In my weekly clinic, I marvel at the resilience of many of my adolescent patients as they have negotiated the impact of this topsy-turvy year on their schooling, friendships, sports and cultural pursuits. Yet while the elderly bear the brunt of fatal COVID-19 disease, it is young people who will carry the long-term scars of the pandemic from disruptions to their education and future employment and the weight of national economic debt that their generation will inherit.

Different parts of the world are grappling with different versions of the same challenges. On an International Association for Adolescent Health webinar about COVID-19 and adolescents last week, a
young Indonesian medical student described how much her life had changed over these past few months. She shared photographs of her pre-COVID-19 life where, just like Australian medical students, long hours of study were happily interspersed with fun times socialising with friends, eating out, and travel to interesting places.

Fast forward, and her current photos were all tinged with the pale blue of PPE. She described huge case numbers and the daily fear of infection – not for herself, but for her older relatives. In this editorial I wish to highlight three papers reviewed by our capable medical students which underline some of the common elements required by communities to maintain behavioural limit setting, namely the importance of poverty reduction, education and wider aspects of institutional trust.

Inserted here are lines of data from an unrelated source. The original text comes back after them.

PR #13161, opened 2026-03-09
Update _NamingSchemaCallable to support Index

embecka:
### Description

According to [the documentation](https://docs.sqlalchemy.org/en/21/core/metadata.html#sqlalchemy.schema.MetaData.params.naming_convention), the values associated with user-defined “token” keys in `naming_convention` should be callables of the form `fn(constraint, table)`, which accepts the constraint/index object and Table. However, the type alias `_NamingSchemaCallable` accepts only constraint in the first argument. I propose to update `_NamingSchemaCallable` to accept also an index.

### Example
```python
import sqlalchemy


def include_0_N_name(
		schema_item: sqlalchemy.Index | sqlalchemy.Constraint,
		table: sqlalchemy.Table,
) -> str:
	tokens = []

	for column in schema_item.dialect_options.get('postgresql', {}).get('include', []):
		tokens.append("_")
		tokens.append(column.name)

	return "".join(tokens)


metadata = sqlalchemy.MetaData(
	naming_convention={
		"include_0_N_name": include_0_N_name,
		"ix": "%(table_name)s_%(column_0_N_name)s%(include_0_N_name)s_idx",
		"uq": "%(table_name)s_%(column_0_N_name)s%(include_0_N_name)s_key",
		"fk": "%(table_name)s_%(column_0_N_name)s%(include_0_N_name)s_fkey",
		"pk": "%(table_name)s_pkey",
	},
)
```

### Checklist

This pull request is:

- [ ] A short code fix
	- please include tests.

### DIFF
--- a/lib/sqlalchemy/sql/schema.py
+++ b/lib/sqlalchemy/sql/schema.py
@@ -5616,7 +5616,10 @@ class Index(
         )
 
 
-_NamingSchemaCallable = Callable[[Constraint, Table], str]
+_NamingSchemaCallable = Union[
+    Callable[[Constraint, Table], str],
+    Callable[[Index, Table], str],
+]
 _NamingSchemaDirective = Union[str, _NamingSchemaCallable]
 
 
--- a/test/typing/plain_files/sql/schema.py
+++ b/test/typing/plain_files/sql/schema.py
@@ -66,3 +66,20 @@ NAMING_CONVENTIONS_STR = {
 }
 
 MetaData(naming_convention=NAMING_CONVENTIONS_STR)
+
+
+def index_only(index: Index, table: Table) -> str:
+    return "index_only"
+
+
+def constraint_only(constraint: Constraint, table: Table) -> str:
+    return "constraint_only"
+
+
+# constraint-only callable or index-only callable
+MetaData(
+    naming_convention={
+        "ix": index_only,
+        "uq": constraint_only,
+    }
+)


lib/sqlalchemy/sql/schema.py
```diff
@@ -5616,7 +5616,10 @@ def __repr__(self) -> str:
         )
 
 
-_NamingSchemaCallable = Callable[[Constraint, Table], str]
+_NamingSchemaCallable = Union[
+    Callable[[Constraint, Table], str],
+    Callable[[Index, Table], str],
```
CaselIT, line 5621: could we use `Callable[[Union[Constraint, Index], Table], str]`?

CaselIT (commented):
thanks for the PR.

Can you add a simple typing test for this here https://github.com/sqlalchemy/sqlalchemy/blob/main/test/typing/plain_files/sql/schema.py?

there is already a test

lib/sqlalchemy/sql/schema.py
embecka: You can write a function:
1. `Callable[[Constraint, Table], str]` to name only constraints,
2.  `Callable[[Index, Table], str]` to name only indices, or
3. `Callable[[Union[Constraint, Index], Table], str]` to name both constraints and indices.

All three options match the annotation `Union[Callable[[Constraint, Table], str], Callable[[Index, Table], str]]`, but only the third option matches the annotation `Callable[[Union[Constraint, Index], Table], str]`.

CaselIT: I guess if we were to be 100% correct we would assign different annotations to the different keys of the naming schema.

let's keep your version.

Can you add a typing test with first 2 options, since it seems that currently we have one only for 3rd?

CaselIT (approved):

sqla-tester (commented):
OK, this is **sqla-tester** setting up my work on behalf of **CaselIT** to try to get revision cf53bd722932741bceaba1dd16a52ba93ff579cc of this pull request into gerrit so we can run tests and reviews and stuff

sqla-tester:
New Gerrit review created for change cf53bd722932741bceaba1dd16a52ba93ff579cc: https://gerrit.sqlalchemy.org/c/sqlalchemy/sqlalchemy/+/6616

sqla-tester:
Gerrit review https://gerrit.sqlalchemy.org/c/sqlalchemy/sqlalchemy/+/6616 has been **merged**. Congratulations! :)

sqla-tester:
Gerrit review https://gerrit.sqlalchemy.org/c/sqlalchemy/sqlalchemy/+/6617 has been **merged**. Congratulations! :)

PR #13165, opened 2026-03-11
feat: add Prometheus metrics support for AsyncAdaptedQueuePool

benksih-code:
## Changes:
- Add optional Prometheus metrics support for AsyncAdaptedQueuePool (async connection pool)
- Metrics included:
  * : Number of idle connections in the pool
  * : Number of active (checked out) connections
  * : Number of requests waiting for a connection
  * : Total number of connections created
  * : Total number of connections destroyed
- Metrics are disabled by default, enabled via  pool parameter
- Requires  installed to use, no hard dependency
- Fully backwards compatible, no breaking changes to existing API

### DIFF
--- a/lib/sqlalchemy/pool/impl.py
+++ b/lib/sqlalchemy/pool/impl.py
@@ -23,6 +23,13 @@ from typing import TYPE_CHECKING
 from typing import Union
 import weakref
 
+try:
+    from prometheus_client import Gauge, Counter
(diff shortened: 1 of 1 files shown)


CaselIT:
Hi, 

Sorry but this is not something that we would accept, expecially without a proper issue or discussion first. 

Also I think the event system allows the addition of such metrics without needing to change the pool implementation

The first is a study from the U.S. that reports short-term effects of COVID-19 on parent-child psychological well-being (2). Undertaken in the USA early in the pandemic, the authors utilised a sample of casually employed adults who had coincidentally been surveyed about their employment conditions before the health crisis. A subsample of parents with children aged 2-7 years were subsequently asked a set of questions about the impact of the pandemic on employment and financial stress and other worries on parent and child well-being. Even in the very short term, there was significant deterioration in parent-reported daily negative mood since the start of the crisis. Many families had experienced multiple hardships including job losses, income loss, caregiver burdens, and illness. Both parents’ and children’s well-being was strongly associated with the number of crisisrelated hardships that the family experienced.

This work is consistent with previous studies about economic downturns which reveal that adult mental health worsens in response to long-term deterioration in economic conditions (3, 4), and that family poverty affects children’s and adolescents’ mental health (5, 6). Victorian health services are experiencing significantly increased presentations of children and adolescents with various forms of emotional distress. Studies like this (2) are a reminder that while mental health services are needed, the economic measures that have been put in place in Australia to support jobs and safeguard family income are incredibly important protectors of parent and child mental health, both in the short- and longer-term.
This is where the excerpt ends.